* [ABOUT THIS TASK] Write out the entries below once more, exactly.

* [DATA PROVIDED]
PR #445, opened 2015-11-30
docker setup

thraxil:
test running step of Dockerfile is currently commented out because tests fail
on my machine whether in docker or not.

If you have docker and docker-compose installed, you can do:

```
$ docker pull ccnmtl/mediathread
$ docker-compose run web migrate
$ docker-compose up
```

and you will have a dev runserver instance running on port 8000. It appears that mediathread needs some additional configuration tweaks for that to be usable, but I haven't dug into that yet.

### DIFF
--- a/requirements.txt
+++ b/requirements.txt
@@ -1,3 +1,4 @@
+--index-url https://pypi.ccnmtl.columbia.edu/
 Django==1.8.6
 psycopg2==2.6.1
 #for MySQL: MySQL-python==1.2.5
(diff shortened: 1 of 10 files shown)


requirements.txt
```diff
@@ -18,7 +19,7 @@ testtools==1.8.0  # python-subunit
 pbr>=0.11
 testscenarios==0.5.0  # python-subunit
 python-subunit==1.1.0  # lettuce
-requirements/src/lettuce-0.2.21.ccnmtl.tar.gz
+lettuce==0.2.21.ccnmtl
```
sdreher: Externals are configured to pull from pypi.python.org. The vendored lettuce build & django-courseaffils 2.0.6 need to be available there before we can pull these libraries from the source tree.

sdreher: Okay - I see that you're using the --index-url option now. Thanks for explaining that.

* [SOLUTION TO THIS TASK]
PR #445, opened 2015-11-30
docker setup

thraxil:
test running step of Dockerfile is currently commented out because tests fail
on my machine whether in docker or not.

If you have docker and docker-compose installed, you can do:

```
$ docker pull ccnmtl/mediathread
$ docker-compose run web migrate
$ docker-compose up
```

and you will have a dev runserver instance running on port 8000. It appears that mediathread needs some additional configuration tweaks for that to be usable, but I haven't dug into that yet.

### DIFF
--- a/requirements.txt
+++ b/requirements.txt
@@ -1,3 +1,4 @@
+--index-url https://pypi.ccnmtl.columbia.edu/
 Django==1.8.6
 psycopg2==2.6.1
 #for MySQL: MySQL-python==1.2.5
(diff shortened: 1 of 10 files shown)


requirements.txt
```diff
@@ -18,7 +19,7 @@ testtools==1.8.0  # python-subunit
 pbr>=0.11
 testscenarios==0.5.0  # python-subunit
 python-subunit==1.1.0  # lettuce
-requirements/src/lettuce-0.2.21.ccnmtl.tar.gz
+lettuce==0.2.21.ccnmtl
```
sdreher: Externals are configured to pull from pypi.python.org. The vendored lettuce build & django-courseaffils 2.0.6 need to be available there before we can pull these libraries from the source tree.

sdreher: Okay - I see that you're using the --index-url option now. Thanks for explaining that.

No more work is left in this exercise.